[Collected data]

++++

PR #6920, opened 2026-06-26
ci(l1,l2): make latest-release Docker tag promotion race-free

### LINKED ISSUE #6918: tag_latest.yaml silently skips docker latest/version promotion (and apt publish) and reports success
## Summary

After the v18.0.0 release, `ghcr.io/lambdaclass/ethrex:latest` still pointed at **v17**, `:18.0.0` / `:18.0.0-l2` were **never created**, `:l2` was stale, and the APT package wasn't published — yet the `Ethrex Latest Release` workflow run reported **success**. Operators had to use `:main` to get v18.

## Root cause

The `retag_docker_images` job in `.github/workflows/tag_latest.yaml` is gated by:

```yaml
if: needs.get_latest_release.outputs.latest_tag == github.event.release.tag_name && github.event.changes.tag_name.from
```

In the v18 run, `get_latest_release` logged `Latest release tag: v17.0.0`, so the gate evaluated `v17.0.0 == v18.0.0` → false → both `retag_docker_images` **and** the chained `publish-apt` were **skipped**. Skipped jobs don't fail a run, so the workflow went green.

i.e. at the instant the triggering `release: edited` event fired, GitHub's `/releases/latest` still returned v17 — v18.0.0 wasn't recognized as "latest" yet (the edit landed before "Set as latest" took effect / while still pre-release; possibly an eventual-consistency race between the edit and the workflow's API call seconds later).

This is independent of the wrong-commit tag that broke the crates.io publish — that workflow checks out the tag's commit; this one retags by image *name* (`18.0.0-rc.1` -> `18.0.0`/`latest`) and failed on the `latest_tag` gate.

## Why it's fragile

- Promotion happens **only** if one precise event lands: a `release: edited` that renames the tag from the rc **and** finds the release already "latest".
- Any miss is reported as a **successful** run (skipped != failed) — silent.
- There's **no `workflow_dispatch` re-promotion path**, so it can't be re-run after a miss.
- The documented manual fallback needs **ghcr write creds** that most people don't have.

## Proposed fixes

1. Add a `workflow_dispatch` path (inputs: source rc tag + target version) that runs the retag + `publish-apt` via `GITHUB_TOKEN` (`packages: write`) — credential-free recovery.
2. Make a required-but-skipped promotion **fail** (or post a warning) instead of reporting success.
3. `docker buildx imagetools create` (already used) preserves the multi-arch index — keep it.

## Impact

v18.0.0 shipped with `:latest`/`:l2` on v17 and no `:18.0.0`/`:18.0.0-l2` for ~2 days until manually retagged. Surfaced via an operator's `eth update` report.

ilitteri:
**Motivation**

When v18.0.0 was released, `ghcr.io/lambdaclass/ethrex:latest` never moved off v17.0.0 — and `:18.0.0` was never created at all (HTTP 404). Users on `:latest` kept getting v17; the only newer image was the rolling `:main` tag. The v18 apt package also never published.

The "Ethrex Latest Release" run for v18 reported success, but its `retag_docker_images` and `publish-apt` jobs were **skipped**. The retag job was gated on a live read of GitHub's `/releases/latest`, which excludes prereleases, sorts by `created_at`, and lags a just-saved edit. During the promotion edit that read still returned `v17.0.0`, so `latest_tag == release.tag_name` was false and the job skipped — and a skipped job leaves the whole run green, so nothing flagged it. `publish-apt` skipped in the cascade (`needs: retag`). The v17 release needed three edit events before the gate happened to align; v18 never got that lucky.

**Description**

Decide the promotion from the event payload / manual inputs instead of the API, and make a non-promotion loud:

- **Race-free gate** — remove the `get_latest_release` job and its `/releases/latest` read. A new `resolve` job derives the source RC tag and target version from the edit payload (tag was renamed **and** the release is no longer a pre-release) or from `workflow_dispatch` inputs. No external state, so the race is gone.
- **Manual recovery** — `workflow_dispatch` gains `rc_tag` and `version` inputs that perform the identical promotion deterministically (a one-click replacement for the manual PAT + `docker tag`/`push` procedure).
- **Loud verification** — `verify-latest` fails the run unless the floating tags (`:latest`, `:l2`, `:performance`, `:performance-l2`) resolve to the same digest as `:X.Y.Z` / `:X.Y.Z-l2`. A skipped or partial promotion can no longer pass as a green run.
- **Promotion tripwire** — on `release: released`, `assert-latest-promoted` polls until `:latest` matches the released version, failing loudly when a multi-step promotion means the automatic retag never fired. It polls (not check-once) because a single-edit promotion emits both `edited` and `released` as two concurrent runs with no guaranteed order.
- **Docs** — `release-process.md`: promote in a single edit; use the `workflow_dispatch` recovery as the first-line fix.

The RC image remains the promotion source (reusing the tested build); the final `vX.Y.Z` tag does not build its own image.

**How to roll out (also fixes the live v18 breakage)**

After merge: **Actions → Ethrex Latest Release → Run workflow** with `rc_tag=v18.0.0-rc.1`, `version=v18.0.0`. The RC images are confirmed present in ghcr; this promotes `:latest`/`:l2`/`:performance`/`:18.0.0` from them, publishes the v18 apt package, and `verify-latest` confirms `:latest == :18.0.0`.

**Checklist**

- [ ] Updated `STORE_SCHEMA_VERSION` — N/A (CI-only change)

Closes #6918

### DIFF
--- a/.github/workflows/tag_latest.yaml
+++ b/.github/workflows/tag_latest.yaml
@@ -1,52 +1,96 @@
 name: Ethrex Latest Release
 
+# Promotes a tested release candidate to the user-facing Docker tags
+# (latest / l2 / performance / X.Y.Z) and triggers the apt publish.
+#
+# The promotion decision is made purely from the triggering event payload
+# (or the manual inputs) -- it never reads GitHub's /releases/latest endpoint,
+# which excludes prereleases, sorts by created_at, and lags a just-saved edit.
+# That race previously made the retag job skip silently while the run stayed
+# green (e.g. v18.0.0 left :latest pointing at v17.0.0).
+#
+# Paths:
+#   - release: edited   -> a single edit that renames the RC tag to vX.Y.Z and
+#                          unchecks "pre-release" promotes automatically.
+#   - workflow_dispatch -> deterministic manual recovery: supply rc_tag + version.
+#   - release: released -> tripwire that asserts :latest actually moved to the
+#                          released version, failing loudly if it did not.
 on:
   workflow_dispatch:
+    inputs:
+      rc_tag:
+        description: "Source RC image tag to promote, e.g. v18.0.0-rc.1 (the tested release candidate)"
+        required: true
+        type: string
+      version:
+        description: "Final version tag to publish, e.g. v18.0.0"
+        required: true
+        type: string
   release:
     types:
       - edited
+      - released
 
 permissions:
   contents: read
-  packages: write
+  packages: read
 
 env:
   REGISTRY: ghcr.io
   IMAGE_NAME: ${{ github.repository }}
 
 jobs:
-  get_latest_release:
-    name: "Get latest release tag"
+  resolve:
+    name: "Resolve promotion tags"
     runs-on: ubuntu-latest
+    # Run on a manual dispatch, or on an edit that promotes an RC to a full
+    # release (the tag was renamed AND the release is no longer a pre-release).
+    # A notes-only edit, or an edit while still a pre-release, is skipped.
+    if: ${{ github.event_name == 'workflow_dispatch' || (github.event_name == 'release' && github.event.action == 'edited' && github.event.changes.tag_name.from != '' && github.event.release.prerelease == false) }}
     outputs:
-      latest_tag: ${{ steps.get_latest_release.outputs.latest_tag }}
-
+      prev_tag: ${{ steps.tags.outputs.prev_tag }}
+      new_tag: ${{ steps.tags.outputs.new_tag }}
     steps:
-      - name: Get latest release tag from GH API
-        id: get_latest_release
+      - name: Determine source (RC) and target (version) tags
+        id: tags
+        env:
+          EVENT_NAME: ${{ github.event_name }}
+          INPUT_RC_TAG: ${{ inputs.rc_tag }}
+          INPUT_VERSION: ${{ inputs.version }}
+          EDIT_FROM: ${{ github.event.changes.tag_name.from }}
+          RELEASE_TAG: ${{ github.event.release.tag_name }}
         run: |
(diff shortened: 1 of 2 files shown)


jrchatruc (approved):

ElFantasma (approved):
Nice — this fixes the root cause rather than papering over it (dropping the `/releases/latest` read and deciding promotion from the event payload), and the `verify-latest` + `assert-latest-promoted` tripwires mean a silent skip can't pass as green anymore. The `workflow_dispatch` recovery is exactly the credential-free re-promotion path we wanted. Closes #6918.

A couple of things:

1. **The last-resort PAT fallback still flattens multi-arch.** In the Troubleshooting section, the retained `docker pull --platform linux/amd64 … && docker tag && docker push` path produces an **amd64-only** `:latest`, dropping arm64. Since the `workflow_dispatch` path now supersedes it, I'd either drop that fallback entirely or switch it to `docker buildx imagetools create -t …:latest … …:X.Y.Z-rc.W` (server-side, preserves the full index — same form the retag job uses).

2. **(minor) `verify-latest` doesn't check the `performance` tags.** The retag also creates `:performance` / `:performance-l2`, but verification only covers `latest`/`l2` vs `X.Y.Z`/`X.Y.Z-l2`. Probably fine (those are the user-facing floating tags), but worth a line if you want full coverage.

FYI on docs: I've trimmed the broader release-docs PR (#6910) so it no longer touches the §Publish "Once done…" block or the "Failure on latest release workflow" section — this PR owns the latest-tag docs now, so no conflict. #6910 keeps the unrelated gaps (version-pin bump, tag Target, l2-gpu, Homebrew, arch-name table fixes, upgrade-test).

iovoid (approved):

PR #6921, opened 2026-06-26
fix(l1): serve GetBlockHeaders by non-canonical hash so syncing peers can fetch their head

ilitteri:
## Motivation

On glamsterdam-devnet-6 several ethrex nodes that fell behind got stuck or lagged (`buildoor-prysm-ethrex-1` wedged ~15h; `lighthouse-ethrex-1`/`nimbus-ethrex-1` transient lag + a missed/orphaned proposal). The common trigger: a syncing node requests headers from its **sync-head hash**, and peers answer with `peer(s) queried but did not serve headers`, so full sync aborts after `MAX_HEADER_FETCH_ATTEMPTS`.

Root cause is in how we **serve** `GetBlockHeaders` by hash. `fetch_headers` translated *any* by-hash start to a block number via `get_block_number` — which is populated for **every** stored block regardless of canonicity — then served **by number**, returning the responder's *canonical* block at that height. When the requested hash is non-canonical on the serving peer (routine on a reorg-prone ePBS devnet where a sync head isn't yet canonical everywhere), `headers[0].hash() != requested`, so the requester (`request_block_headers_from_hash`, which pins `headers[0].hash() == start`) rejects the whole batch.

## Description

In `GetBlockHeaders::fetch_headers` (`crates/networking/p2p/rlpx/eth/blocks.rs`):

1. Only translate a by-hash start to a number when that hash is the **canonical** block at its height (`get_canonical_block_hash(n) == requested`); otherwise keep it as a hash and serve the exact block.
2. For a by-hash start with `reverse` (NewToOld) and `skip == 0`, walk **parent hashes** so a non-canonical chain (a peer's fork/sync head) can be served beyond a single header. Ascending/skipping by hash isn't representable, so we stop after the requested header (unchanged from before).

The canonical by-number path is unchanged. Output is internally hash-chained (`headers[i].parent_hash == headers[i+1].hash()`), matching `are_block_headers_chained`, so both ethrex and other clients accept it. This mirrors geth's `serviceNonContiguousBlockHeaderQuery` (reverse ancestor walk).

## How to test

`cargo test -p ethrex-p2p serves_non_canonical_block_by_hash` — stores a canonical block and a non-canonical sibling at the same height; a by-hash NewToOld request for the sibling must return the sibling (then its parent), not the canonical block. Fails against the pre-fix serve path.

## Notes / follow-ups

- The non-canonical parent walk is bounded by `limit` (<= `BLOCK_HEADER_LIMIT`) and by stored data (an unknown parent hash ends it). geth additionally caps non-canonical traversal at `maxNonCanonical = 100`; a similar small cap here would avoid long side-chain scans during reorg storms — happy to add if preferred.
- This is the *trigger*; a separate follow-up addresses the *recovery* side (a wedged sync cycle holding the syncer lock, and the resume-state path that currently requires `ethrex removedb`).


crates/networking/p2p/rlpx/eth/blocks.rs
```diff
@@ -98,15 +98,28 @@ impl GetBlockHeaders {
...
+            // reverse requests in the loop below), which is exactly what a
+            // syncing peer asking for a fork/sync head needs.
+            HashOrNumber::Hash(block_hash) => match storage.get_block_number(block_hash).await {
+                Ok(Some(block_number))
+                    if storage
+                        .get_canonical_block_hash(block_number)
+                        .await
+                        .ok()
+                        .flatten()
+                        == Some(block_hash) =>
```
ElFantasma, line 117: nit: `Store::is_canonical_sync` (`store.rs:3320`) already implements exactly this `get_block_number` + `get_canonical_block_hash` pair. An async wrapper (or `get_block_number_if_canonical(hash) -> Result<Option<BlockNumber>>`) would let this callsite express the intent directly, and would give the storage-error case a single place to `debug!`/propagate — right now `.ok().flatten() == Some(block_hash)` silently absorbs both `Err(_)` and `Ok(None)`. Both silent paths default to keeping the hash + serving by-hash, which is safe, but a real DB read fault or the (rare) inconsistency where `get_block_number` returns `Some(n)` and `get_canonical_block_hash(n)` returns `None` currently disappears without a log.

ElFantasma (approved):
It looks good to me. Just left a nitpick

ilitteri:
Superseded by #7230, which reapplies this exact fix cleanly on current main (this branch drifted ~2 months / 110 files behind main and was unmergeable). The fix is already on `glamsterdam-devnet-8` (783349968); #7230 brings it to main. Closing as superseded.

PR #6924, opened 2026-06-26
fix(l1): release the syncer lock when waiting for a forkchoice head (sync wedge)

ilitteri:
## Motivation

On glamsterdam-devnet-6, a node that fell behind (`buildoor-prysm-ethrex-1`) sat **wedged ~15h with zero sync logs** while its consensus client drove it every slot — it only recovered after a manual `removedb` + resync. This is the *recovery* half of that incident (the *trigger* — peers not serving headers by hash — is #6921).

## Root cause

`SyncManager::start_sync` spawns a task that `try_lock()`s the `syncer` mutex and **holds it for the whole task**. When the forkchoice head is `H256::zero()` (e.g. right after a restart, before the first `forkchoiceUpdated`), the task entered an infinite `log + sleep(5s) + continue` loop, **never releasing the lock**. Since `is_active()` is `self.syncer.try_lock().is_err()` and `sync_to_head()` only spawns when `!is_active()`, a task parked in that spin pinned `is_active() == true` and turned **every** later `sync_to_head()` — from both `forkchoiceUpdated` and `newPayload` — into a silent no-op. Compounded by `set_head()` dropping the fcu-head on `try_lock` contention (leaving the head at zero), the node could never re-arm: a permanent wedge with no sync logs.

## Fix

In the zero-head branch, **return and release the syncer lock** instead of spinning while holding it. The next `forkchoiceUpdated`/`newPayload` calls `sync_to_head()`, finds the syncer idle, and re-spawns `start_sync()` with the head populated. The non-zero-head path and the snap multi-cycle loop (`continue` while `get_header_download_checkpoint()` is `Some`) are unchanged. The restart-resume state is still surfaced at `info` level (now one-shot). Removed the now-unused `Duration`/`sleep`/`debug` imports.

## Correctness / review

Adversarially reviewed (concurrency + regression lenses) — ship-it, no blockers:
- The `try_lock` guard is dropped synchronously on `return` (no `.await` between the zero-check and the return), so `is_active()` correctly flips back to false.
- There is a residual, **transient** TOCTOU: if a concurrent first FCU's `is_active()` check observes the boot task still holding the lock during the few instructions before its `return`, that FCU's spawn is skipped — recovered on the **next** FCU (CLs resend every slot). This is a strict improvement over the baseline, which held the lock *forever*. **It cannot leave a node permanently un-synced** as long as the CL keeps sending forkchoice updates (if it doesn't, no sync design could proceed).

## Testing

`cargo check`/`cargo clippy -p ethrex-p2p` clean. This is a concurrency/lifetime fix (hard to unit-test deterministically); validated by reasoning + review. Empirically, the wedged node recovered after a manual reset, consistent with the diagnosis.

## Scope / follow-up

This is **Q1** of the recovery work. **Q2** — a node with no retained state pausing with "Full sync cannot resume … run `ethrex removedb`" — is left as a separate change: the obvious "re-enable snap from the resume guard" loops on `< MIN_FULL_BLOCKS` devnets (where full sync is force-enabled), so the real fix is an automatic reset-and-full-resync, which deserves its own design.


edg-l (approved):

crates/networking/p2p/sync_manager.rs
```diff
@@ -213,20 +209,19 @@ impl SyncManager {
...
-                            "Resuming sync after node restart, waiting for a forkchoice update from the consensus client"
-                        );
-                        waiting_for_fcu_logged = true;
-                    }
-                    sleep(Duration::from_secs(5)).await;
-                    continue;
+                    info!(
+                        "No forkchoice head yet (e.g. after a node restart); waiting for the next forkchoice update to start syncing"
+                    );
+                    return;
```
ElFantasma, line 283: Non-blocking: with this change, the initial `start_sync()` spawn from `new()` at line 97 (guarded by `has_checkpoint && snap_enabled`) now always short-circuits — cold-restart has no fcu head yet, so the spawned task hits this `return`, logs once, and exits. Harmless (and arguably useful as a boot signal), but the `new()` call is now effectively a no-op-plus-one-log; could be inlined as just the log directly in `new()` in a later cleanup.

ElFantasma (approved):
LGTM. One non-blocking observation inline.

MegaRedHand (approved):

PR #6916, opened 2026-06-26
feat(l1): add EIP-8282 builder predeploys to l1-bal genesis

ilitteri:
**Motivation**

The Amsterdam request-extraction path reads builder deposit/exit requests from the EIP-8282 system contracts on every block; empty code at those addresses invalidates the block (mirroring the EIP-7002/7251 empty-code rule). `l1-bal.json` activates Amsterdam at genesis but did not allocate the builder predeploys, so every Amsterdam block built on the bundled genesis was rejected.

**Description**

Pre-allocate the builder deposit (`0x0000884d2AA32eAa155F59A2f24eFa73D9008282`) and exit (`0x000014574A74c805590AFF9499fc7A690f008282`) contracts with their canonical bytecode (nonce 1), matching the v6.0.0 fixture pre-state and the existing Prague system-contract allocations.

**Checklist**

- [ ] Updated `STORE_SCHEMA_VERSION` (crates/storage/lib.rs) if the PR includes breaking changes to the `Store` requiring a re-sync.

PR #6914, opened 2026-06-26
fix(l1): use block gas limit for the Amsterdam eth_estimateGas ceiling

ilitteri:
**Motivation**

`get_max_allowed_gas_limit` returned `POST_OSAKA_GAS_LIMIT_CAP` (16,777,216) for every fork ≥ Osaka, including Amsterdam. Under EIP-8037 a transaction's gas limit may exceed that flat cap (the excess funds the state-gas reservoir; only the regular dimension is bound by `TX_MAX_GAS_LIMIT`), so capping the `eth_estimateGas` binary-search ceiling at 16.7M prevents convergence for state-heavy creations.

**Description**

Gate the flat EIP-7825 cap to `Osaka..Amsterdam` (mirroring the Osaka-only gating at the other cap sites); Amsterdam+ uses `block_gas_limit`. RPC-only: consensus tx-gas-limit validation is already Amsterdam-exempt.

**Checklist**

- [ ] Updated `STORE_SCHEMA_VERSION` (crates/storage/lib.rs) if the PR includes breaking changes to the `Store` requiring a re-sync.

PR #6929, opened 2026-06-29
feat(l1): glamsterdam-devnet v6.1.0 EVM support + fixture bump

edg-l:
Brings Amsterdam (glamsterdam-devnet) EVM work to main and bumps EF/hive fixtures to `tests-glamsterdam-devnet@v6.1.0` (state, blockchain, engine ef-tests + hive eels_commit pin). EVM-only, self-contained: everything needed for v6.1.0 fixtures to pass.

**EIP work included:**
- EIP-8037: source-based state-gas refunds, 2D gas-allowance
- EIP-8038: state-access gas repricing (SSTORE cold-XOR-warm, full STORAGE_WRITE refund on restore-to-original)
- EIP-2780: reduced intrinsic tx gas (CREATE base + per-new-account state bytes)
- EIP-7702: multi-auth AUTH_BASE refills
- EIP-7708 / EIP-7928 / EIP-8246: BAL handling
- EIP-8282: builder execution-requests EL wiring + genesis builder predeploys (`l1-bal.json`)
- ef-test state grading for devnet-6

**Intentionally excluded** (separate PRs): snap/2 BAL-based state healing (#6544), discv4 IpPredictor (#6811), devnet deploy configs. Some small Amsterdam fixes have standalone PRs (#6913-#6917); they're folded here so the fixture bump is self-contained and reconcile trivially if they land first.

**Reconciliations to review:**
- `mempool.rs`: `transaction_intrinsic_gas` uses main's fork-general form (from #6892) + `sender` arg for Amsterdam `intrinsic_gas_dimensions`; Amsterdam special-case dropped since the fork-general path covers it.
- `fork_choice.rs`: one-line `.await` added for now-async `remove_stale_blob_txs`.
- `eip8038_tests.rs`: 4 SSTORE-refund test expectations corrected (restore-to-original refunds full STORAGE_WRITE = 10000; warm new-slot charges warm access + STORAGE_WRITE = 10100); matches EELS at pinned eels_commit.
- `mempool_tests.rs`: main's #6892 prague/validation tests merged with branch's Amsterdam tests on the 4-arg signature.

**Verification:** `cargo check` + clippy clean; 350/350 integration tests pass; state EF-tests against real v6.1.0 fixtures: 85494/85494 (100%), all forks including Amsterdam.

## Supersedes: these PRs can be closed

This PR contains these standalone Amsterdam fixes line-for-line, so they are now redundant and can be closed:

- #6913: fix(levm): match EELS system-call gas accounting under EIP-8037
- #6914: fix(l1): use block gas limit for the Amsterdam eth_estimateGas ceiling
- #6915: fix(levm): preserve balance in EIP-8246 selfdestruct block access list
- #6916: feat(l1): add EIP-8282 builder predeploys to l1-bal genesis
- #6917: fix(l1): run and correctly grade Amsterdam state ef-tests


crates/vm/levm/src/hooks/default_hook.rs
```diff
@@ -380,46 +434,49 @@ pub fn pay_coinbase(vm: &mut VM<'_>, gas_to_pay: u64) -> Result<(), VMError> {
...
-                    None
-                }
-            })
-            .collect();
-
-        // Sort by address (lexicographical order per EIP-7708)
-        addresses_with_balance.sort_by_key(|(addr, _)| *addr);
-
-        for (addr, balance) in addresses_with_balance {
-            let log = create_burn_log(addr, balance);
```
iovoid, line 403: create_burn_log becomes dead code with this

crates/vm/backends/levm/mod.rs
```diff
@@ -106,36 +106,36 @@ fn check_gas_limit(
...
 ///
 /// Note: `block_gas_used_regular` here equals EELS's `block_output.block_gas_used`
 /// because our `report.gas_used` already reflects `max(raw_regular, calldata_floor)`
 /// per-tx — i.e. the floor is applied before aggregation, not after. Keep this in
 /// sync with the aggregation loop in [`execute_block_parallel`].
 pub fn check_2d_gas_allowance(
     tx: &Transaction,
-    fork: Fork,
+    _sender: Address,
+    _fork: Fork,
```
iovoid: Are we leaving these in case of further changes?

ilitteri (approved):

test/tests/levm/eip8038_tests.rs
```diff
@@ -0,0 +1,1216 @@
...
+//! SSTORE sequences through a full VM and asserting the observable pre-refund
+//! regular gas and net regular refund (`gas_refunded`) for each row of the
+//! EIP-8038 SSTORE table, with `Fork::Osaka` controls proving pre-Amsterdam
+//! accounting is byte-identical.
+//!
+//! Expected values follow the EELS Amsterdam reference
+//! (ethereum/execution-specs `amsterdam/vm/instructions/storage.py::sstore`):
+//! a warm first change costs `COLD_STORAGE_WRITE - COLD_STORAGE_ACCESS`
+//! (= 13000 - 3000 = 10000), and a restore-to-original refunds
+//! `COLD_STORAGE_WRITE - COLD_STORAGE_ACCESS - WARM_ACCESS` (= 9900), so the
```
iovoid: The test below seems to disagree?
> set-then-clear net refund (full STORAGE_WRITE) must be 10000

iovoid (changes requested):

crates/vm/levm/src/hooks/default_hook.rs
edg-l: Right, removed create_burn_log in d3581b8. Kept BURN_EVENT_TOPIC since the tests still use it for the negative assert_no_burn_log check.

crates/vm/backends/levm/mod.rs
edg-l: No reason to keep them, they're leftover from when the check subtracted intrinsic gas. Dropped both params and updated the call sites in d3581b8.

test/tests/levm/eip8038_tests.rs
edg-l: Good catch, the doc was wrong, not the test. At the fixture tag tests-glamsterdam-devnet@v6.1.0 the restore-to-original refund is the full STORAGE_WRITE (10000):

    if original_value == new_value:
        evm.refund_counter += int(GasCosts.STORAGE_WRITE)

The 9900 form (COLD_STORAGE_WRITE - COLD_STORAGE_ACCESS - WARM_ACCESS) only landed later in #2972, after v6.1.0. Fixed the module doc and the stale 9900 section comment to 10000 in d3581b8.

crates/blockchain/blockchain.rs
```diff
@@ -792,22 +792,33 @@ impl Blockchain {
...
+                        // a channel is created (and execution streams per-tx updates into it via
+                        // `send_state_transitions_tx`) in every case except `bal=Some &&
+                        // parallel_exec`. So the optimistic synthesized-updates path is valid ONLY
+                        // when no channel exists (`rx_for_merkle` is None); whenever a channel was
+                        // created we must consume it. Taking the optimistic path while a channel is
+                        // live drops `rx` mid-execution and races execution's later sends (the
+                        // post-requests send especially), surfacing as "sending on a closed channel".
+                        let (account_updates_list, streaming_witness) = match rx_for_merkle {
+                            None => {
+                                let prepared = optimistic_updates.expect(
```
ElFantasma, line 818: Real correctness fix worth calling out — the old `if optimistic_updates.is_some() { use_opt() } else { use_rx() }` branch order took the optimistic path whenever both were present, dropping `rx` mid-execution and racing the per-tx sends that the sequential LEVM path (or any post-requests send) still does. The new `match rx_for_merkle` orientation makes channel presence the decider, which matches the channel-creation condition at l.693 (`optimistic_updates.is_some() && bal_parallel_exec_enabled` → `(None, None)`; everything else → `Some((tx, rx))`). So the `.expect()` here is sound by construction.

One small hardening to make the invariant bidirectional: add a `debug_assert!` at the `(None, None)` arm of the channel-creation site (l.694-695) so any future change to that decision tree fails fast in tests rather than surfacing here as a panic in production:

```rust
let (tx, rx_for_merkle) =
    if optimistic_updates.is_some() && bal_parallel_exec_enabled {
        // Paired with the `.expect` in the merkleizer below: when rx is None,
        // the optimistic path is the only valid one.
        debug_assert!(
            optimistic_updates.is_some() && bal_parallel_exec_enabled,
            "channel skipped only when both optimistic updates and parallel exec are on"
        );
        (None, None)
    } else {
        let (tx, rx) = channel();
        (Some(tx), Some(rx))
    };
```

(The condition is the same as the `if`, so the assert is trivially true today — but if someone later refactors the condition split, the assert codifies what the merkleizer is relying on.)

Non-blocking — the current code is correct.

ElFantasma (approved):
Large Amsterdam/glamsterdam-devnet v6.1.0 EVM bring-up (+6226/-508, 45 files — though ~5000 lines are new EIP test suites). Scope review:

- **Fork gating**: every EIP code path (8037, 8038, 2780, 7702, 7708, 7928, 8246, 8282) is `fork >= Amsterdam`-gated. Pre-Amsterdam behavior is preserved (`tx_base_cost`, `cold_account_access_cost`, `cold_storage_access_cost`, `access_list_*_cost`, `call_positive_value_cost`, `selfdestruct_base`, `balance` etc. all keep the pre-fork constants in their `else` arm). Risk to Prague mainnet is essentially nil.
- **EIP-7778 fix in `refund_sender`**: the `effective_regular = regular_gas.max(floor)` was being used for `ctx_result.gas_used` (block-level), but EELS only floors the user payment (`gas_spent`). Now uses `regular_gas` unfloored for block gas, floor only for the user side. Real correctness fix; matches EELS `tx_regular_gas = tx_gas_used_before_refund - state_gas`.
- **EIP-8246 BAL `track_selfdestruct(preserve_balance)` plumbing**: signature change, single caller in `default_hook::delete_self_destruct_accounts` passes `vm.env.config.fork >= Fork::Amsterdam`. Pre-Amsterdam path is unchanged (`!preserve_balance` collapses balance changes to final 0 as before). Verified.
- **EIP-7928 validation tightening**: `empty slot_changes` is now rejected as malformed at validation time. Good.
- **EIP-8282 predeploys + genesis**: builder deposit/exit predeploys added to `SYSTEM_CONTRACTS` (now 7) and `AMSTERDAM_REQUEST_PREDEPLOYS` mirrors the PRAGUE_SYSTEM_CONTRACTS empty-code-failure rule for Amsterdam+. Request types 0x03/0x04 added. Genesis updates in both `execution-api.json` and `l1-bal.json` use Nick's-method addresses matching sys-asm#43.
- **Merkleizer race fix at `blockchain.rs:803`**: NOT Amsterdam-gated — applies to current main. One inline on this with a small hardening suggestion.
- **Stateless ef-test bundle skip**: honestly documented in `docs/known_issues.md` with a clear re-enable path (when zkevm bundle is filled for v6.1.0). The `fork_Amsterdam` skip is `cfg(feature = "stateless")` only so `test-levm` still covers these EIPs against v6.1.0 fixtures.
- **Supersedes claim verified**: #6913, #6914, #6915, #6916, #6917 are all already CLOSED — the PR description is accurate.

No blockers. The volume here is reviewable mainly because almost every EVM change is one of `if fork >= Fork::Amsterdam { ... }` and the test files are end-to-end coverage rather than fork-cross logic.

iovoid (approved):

++++

--- Task prompt ---
Show all lines from the entries that hold "finds".

--- Worked solution ---
- Promotion happens **only** if one precise event lands: a `release: edited` that renames the tag from the rc **and** finds the release already "latest".
In the zero-head branch, **return and release the syncer lock** instead of spinning while holding it. The next `forkchoiceUpdated`/`newPayload` calls `sync_to_head()`, finds the syncer idle, and re-spawns `start_sync()` with the head populated. The non-zero-head path and the snap multi-cycle loop (`continue` while `get_header_download_checkpoint()` is `Some`) are unchanged. The restart-resume state is still surfaced at `info` level (now one-shot). Removed the now-unused `Duration`/`sleep`/`debug` imports.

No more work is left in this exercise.